PR #293, opened 2024-01-16
[Sheetmetal] Python 3.11.x and above Json Fix

Syres916:
In order to fix errors using Python 3.11.x and above while preserving ability for Python 3.10.x and below to still work correctly, example error:

```
  File "/usr/lib/python3.11/json/encoder.py", line 180, in default
    raise TypeError(f'Object of type {o.__class__.__name__} '
<class 'TypeError'>: Object of type FeaturePython is not JSON serializable
17:04:02  PropertyPythonObject::toString(): failed for <class 'SheetMetalCmd.SMViewProviderFlat'>
17:04:02  pyException: Traceback (most recent call last):
  File "/usr/lib/python3.11/json/__init__.py", line 231, in dumps
    return _default_encoder.encode(obj)
           ^^^^^^^^^^^^^^^^^^^^^^^^^^^^
  File "/usr/lib/python3.11/json/encoder.py", line 200, in encode
    chunks = self.iterencode(o, _one_shot=True)
             ^^^^^^^^^^^^^^^^^^^^^^^^^^^^^^^^^^
  File "/usr/lib/python3.11/json/encoder.py", line 258, in iterencode
    return _iterencode(o, 0)
           ^^^^^^^^^^^^^^^^^
```

@shaise Certainly worth testing with a Python 3.10 or below to ensure there's no regressions but I'm quite happy this should be good to go. Any questions, let me know.

### DIFF
--- a/SheetMetalBaseCmd.py
+++ b/SheetMetalBaseCmd.py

•••••

▸ What you will do
Your job is to print all of the material again, word for word.

▸ Result of this exercise
PR #293, opened 2024-01-16
[Sheetmetal] Python 3.11.x and above Json Fix

Syres916:
In order to fix errors using Python 3.11.x and above while preserving ability for Python 3.10.x and below to still work correctly, example error:

```
  File "/usr/lib/python3.11/json/encoder.py", line 180, in default
    raise TypeError(f'Object of type {o.__class__.__name__} '
<class 'TypeError'>: Object of type FeaturePython is not JSON serializable
17:04:02  PropertyPythonObject::toString(): failed for <class 'SheetMetalCmd.SMViewProviderFlat'>
17:04:02  pyException: Traceback (most recent call last):
  File "/usr/lib/python3.11/json/__init__.py", line 231, in dumps
    return _default_encoder.encode(obj)
           ^^^^^^^^^^^^^^^^^^^^^^^^^^^^
  File "/usr/lib/python3.11/json/encoder.py", line 200, in encode
    chunks = self.iterencode(o, _one_shot=True)
             ^^^^^^^^^^^^^^^^^^^^^^^^^^^^^^^^^^
  File "/usr/lib/python3.11/json/encoder.py", line 258, in iterencode
    return _iterencode(o, 0)
           ^^^^^^^^^^^^^^^^^
```

@shaise Certainly worth testing with a Python 3.10 or below to ensure there's no regressions but I'm quite happy this should be good to go. Any questions, let me know.

### DIFF
--- a/SheetMetalBaseCmd.py
+++ b/SheetMetalBaseCmd.py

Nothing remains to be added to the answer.